AIM OF THE TASK: List every line in this data where the string "hasattr" occurs.

(Stored data entries)
⁂
PR #7989, opened 2020-11-02
pure C fix plus parameterized project code

memsharded:
Changelog: Fix: Make the ``conan new --pure_c`` pure C template to remove both ``compiler.libcxx`` and ``compiler.cppstd`` settings, as described in the docs.
Changelog: Feature: Make the ``conan new bye/0.1 -s -t`` to provide variable filenames and messages that include the package name and version, instead of a hardcoded "hello" one.
Docs: omit

PR #7994, opened 2020-11-03
Fix develop

jgsogo:
Changelog: omit
Docs: omit

`develop` branch was broken after parameterizing `conan new` templates in https://github.com/conan-io/conan/pull/7989

#tags: slow


memsharded (approved):
Thanks! 

I should have added "slow" tags

PR #7996, opened 2020-11-03
Better message for case incompatible package found

jgsogo:
Changelog: omit
Docs: https://github.com/conan-io/docs/pull/1910

After comment here https://github.com/conan-io/conan-center-index/issues/3379#issuecomment-720401803 , trying to make the message more explicit (not sure if we should add the recommendation: remove existing package)

### DIFF
--- a/conans/test/functional/case_sensitive_test.py
+++ b/conans/test/functional/case_sensitive_test.py
@@ -18,9 +18,9 @@ conanfile = textwrap.dedent('''
 ''')
 
 
+@unittest.skipIf(platform.system() == 'Linux', "Only for case insensitive OS")
 class CaseSensitiveTest(unittest.TestCase):
 
-    @unittest.skipIf(platform.system() == 'Linux', "Only for case insensitive OS")
     def test_install(self):
         test_server = TestServer()
         servers = {"default": test_server}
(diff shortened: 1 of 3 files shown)


conans/test/functional/case_sensitive_test.py
```diff
@@ -1,24 +1,26 @@
...
-        self.output.info("Running source!")
-'''
+        def source(self):
+            self.output.info("Running source!")
+''')
 
 
 class CaseSensitiveTest(unittest.TestCase):
 
+    @unittest.skipIf(platform.system() == 'Linux', "Only for case sensitive OS")
```
memsharded: Skip message is wrong, it is the opposite

conans/test/functional/command/remove_test.py
```diff
@@ -14,12 +11,13 @@
...
 from conans.server.store.server_store import ServerStore
 from conans.test.assets.cpp_test_files import cpp_hello_conan_files
+from conans.test.utils.mocks import TestBufferConanOutput
 from conans.test.utils.test_files import temp_folder
 from conans.test.utils.tools import NO_SETTINGS_PACKAGE_ID, TestClient, \
     TestServer, GenConanfile
-from conans.test.utils.mocks import TestBufferConanOutput
 from conans.util.env_reader import get_env
 from conans.util.files import load
+from mock import Mock
```
memsharded: Incorrect position for import

conans/test/functional/case_sensitive_test.py
memsharded: Maybe move the skipIf to class level?

danimtb (approved):

memsharded (approved):

memsharded:
> (not sure if we should add the recommendation: remove existing package)

Probably yes, add this suggestion in the error message.

PR #8001, opened 2020-11-04
propagate options downstream in graph

memsharded:

#tags: slow
#revisions: 1


memsharded:
This is in a good direction, but it is too much risk, it is almost impossible to not break something.

PR #8007, opened 2020-11-04
Test/ignore case

### LINKED ISSUE #7990: [bug] Version 1.30.2 broken copy_deps at least on Windows when ignore_case is False
I had a set of working conan packages with dependencies (p1 depends on p2).
When deployed, p1 also deploys files from its dependency p2 and uses the copy_deps() method for that.
I had ignore_case = False set for all platforms and everything worked fine with conan 1.21.1 64bit but stopped working in conan 1.30.2 32 bit. The call succeeds but no files are copied.
Deploying p2 directly works, thus thre is not issue with the case of the files as the same params are used in both cases. I believe that there is a problem in computing the package path for dependencies. I believe that the path is correct except for the case.
The src parameter is empty. The pattern parameter has "include/*", which is in the correct case.
If I change "ignore_case" to True, things work.
I don't know how to debug this any further.

memsharded:

Could close https://github.com/conan-io/conan/issues/7990

### DIFF
--- a/conans/client/file_copier.py
+++ b/conans/client/file_copier.py
@@ -161,7 +161,10 @@ class FileCopier(object):
                                                                          pattern)]
 
         for exclude in excludes:
-            files_to_copy = [f for f in files_to_copy if not fnmatch.fnmatch(f, exclude)]
+            if ignore_case:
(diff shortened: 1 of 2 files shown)


memsharded:
Closed in favor of #8009

PR #8014, opened 2020-11-05
msbuild generator custom configs

memsharded:
Changelog: Feature: Allow (experimental) custom configuration of the ``msbuild`` generator.
Changelog: Feature: Rename ``msbuild`` generator to ``MSBuildDeps`` and use the new ``generate()`` method.
Docs: https://github.com/conan-io/docs/pull/1952

Simplified from https://github.com/conan-io/conan/pull/7754/files

This is ONLY the ``msbuild`` part. There are 2 external things to be addressed too, but lets discuss those in other issues:

- The import structure for tools, helpers, etc.
- The ``config`` mechanism to propagate things from config and command line to the recipes and codebase.

#tags: slow


conan/tools/cmake/base.py
```diff
@@ -162,6 +163,21 @@ def _get_template_context_data(self):
...
+               "******************************************************************\n"
+               "'write_toolchain_files()' has been deprecated and moved.\n"
+               "It will be removed in next Conan release.\n"
+               "Use 'generate()' method instead.\n"
+               "********************************************************************\n"
+               "********************************************************************\n")
+        from conans.client.output import Color, ConanOutput
+        ConanOutput(self._conanfile.output._stream,
+                    color=self._conanfile.output._color).writeln(msg, front=Color.BRIGHT_RED)
+        warnings.warn(msg)
```
jgsogo: This can be a deprecation warning

```suggestion
        warnings.warn(msg, category=DeprecationWarning)
```

conan/tools/cmake/base.py
```diff
@@ -162,6 +163,21 @@ def _get_template_context_data(self):
...
+        msg = ("\n*****************************************************************\n"
+               "******************************************************************\n"
+               "'write_toolchain_files()' has been deprecated and moved.\n"
+               "It will be removed in next Conan release.\n"
+               "Use 'generate()' method instead.\n"
+               "********************************************************************\n"
+               "********************************************************************\n")
+        from conans.client.output import Color, ConanOutput
+        ConanOutput(self._conanfile.output._stream,
+                    color=self._conanfile.output._color).writeln(msg, front=Color.BRIGHT_RED)
```
jgsogo: Why not...?

```python
self._conanfile.output.warn(msg)
```

conans/client/conanfile/configure.py
```diff
@@ -47,6 +47,8 @@ def run_configure_method(conanfile, down_options, down_ref, ref):
 
 def _validate_fpic(conanfile):
     v2_mode = get_env(CONAN_V2_MODE_ENVVAR, False)
+    # FIXME: The toolchain() has dissapeared, but now it is integrated with generators.
+    # FIXME: Not sure this check should be here, this could raise before the graph is fully evaluated
     toolchain = hasattr(conanfile, "toolchain")
```
jgsogo: ?
```suggestion
    toolchain = hasattr(conanfile, "toolchain") or hasattr(conanfile, "generate")
```

conans/client/generators/__init__.py
```diff
@@ -125,6 +153,15 @@ def write_generators(self, conanfile, path, output):
 
 def write_toolchain(conanfile, path, output):
     if hasattr(conanfile, "toolchain"):
+        msg = ("\n*****************************************************************\n"
+               "******************************************************************\n"
+               "The 'toolchain' attribute or method has been deprecated.\n"
+               "It will be removed in next Conan release.\n"
+               "Use 'generators = ClassName' or 'generate()' method instead.\n"
```
jgsogo:
```suggestion
               "Use 'generators = \"ClassName\"' or 'generate()' method instead.\n"
```

conans/client/generators/__init__.py
```diff
@@ -138,6 +175,15 @@ def write_toolchain(conanfile, path, output):
                 raise ConanException("Unknown toolchain '%s'" % conanfile.toolchain)
             tc = toolchain(conanfile)
             with chdir(path):
-                tc.write_toolchain_files()
+                tc.generate()
+
+        # TODO: Lets discuss what to do with the environment
+
+    if hasattr(conanfile, "generate"):
+        assert callable(conanfile.generate), "generate should be a method, not an attribute"
```
jgsogo: We are not doing this for other methods. The Python error itself and the `conanfile_exception_formatter` should be enough.

```suggestion
```

conans/test/functional/toolchain/test_txt_cmdline.py
```diff
@@ -0,0 +1,50 @@
...
+        toolchain = client.load("conan_meson_native.ini")
+        self.assertIn("[project options]", toolchain)
+
+    def test_command_line(self):
+        conanfile = textwrap.dedent("""
+            [generators]
+            CMakeToolchain
+            MesonToolchain
+            MakeToolchain
+            MSBuildToolchain
```
jgsogo: If we are testing the command line `-g`, I think we should remove them from the `conanfile.txt`, right?

```suggestion
```

conan/tools/microsoft/msbuilddeps.py
```diff
@@ -65,20 +65,54 @@ class MSBuildDeps(Generator):
...
+            return self._config_filename
+        # Default name
+        props = [("Configuration", self.configuration),
+                 ("Platform", self.platform)]
         name = "".join("_%s" % v for _, v in props if v is not None)
+        return name.lower()
+
+    @config_filename.setter
+    def config_filename(self, value):
+        self._config_filename = value
```
jgsogo: I'd remove this `config_filename` attribute, the user can already modify the name of the generated filename using `self.configuration` and `self.platform`, which are the arguments meaningful for VS IDE (`msbuild`) and are the ones considered in the __condition_.

conans/client/generators/__init__.py
```diff
@@ -83,10 +84,37 @@ def __contains__(self, name):
...
+            return CMakeToolchain
+        elif generator_name == "MakeToolchain":
+            from conan.tools.gnu import MakeToolchain
+            return MakeToolchain
+        elif generator_name == "MSBuildToolchain":
+            from conan.tools.microsoft import MSBuildToolchain
+            return MSBuildToolchain
+        elif generator_name == "MesonToolchain":
+            from conan.tools.meson import MesonToolchain
+            return MesonToolchain
```
jgsogo, line 97: See [line 121 in this file](https://github.com/conan-io/conan/pull/8014/files#diff-e235fa62562f3e2f47330538b120750466913d3d1733d75c6eee9a06906dc95fR121), we need to add these new generators to the list, otherwise the error message won't list all of them:

```python
                raise ConanException("Invalid generator '%s'. Available types: %s" %
                                     (generator_name, ", ".join(self.available)))
```

jgsogo (changes requested):
Some changes/suggestiongs, and main comment: IMO, we should remove the `config_filename`, it adds a degree of freedom that is not needed and it can be misleading because it is not considered in the _condition_:

```python
def toolchain(self):
   ms = MSBuildDeps(self)
   ms.configuration = "My"+str(self.settings.build_type)
   ms.platform = "My"+str(self.settings.arch)
   ms.config_filename = 'optTrue' if self.options.opt1 else 'optFalse'
   ms.generate()
```

We get two different files, but we cannot reach one of them, which one? It depends on the install order...

conan/tools/microsoft/msbuilddeps.py
memsharded: This was implemented because of your suggestions when thinking about this feature.
There is a use case, in which users can add explicitly specific generated .props files to their project files, without using the ``conan_depname.props`` that contains the condition.

I agree this seems a bit early, so I am going to remove it.

conan/tools/microsoft/msbuilddeps.py
```diff
@@ -65,20 +64,40 @@ class MSBuildDeps(Generator):
...
-                 ("Platform", {'x86': 'Win32',
-                               'x86_64': 'x64'}.get(settings.get_safe("arch")))]
-
+    def __init__(self, conanfile):
+        self._conanfile = conanfile
+        self.configuration = conanfile.settings.build_type
+        self.platform = {'x86': 'Win32',
+                         'x86_64': 'x64'}.get(str(conanfile.settings.arch))
+        # TODO: this is ugly, improve this
+        self.output_path = os.getcwd()
```
jgsogo, line 73: Not needed here. We are already assigning a value before calling `generate()` **with a different value** (the class is instantiated before the `chdir` call): 

```python
                    generator = generator_class(conanfile)
                    output.highlight("Generator '{}' calling 'generate()'".format(generator_name))
                    generator.output_path = path
                    with chdir(path):
                        generator.generate()
```

conan/tools/microsoft/msbuilddeps.py
```diff
@@ -65,20 +64,40 @@ class MSBuildDeps(Generator):
...
+
+    def generate(self):
+        # TODO: Apply config from command line, something like
+        # configuration = self.conanfile.config.generators["msbuild"].configuration
+        # if configuration is not None:
+        #     self.configuration = configuration
+        # platform
+        # config_filename
+        # TODO: This is duplicated in write_generators() function, would need to be moved
+        # to generators and called from there
```
jgsogo, line 83: We can check here that `self.configuration` and `self.platform` are different from `None`

jgsogo (changes requested):
Just a couple of comments

conan/tools/microsoft/msbuilddeps.py
memsharded: But this is needed if you are explicitly instantiating the ``MSBuildDeps()`` in the ``generate()`` method.
This is the reason it has a ``TODO``, I plan to put some time to put a nicer proposal regarding the "layout" or expected location of generated files, for implicit and explicit generators and both for cache and local flows.

conan/tools/microsoft/msbuilddeps.py
memsharded: I was adding the check:
```python
        if self.configuration is None:
            raise ConanException("MSBuildDeps.configuration is None, it should have a value")
        if self.platform is None:
            raise ConanException("MSBuildDeps.platform is None, it should have a value")
```
Then realized that both ``condition`` and ``configfilename`` already provide for a ``None`` value, filtering it. This might make sense in single-config environments (we have been reported that MSBuild can be used for Linux builds), so maybe it is not worth raising an exception?

conan/tools/microsoft/msbuilddeps.py
jgsogo: I never think about the generators like classes that the user will instantiate in the recipe 😓 

Ok, then it is needed, ugly, but needed 👍

conan/tools/microsoft/msbuilddeps.py
jgsogo: IIRC, VS IDE uses something like `AnyCPU` or `AnyPlatform` if the same configuration should apply for `x86` and `x64` (I cannot remember what was it like for the Configuration)... so it is assigning a value to the variable that could be evaluated in the _Condition_. I cannot check because I don't have a running Visual Studio.

I don't know which one is the right approach but if the IDE always assigns a value to those properties (Configuration and Platform) maybe it is better to take those values into account instead of ignoring them in the Condition... if that is the scenario, the user would need to assign `msbuild.platform = 'AnyCPU'`. 

No idea how it looks like for those Linux build, never seen them. Maybe there is strong evidence and all we need is a test.

conan/tools/microsoft/msbuilddeps.py
memsharded: > I never think about the generators like classes that the user will instantiate in the recipe

But this is exactly the use case one of the test is implementing:

```python
            from conans import ConanFile
            from conan.tools.microsoft import MSBuildDeps
            class Pkg(ConanFile):
                settings = "os", "compiler", "arch", "build_type"
                requires = "pkg/1.0"
                def generate(self):
                    ms = MSBuildDeps(self)
                    ms.configuration = "My"+str(self.settings.build_type)
                    ms.platform = "My"+str(self.settings.arch)
                    ms.generate()
```
The goal is to support user custom configurations in Visual Studio/MSBuild, which need to be parameterized by the users, and the best way is to be able to instantiate them directly in the ``generate()`` method. This is also how user provided custom generators (implemented in ``python_requires``) will need to be used too.

jgsogo: I know, but this is something new, I've never used it in my recipes...

conan/tools/microsoft/msbuilddeps.py
memsharded: You are right, it seems impossible to remove or leave empty this field, you can rename to a custom config, but you need to have one. Lets add the exceptionst then.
⁂
ANSWER SECTION:
     toolchain = hasattr(conanfile, "toolchain")
    toolchain = hasattr(conanfile, "toolchain") or hasattr(conanfile, "generate")
     if hasattr(conanfile, "toolchain"):
+    if hasattr(conanfile, "generate"):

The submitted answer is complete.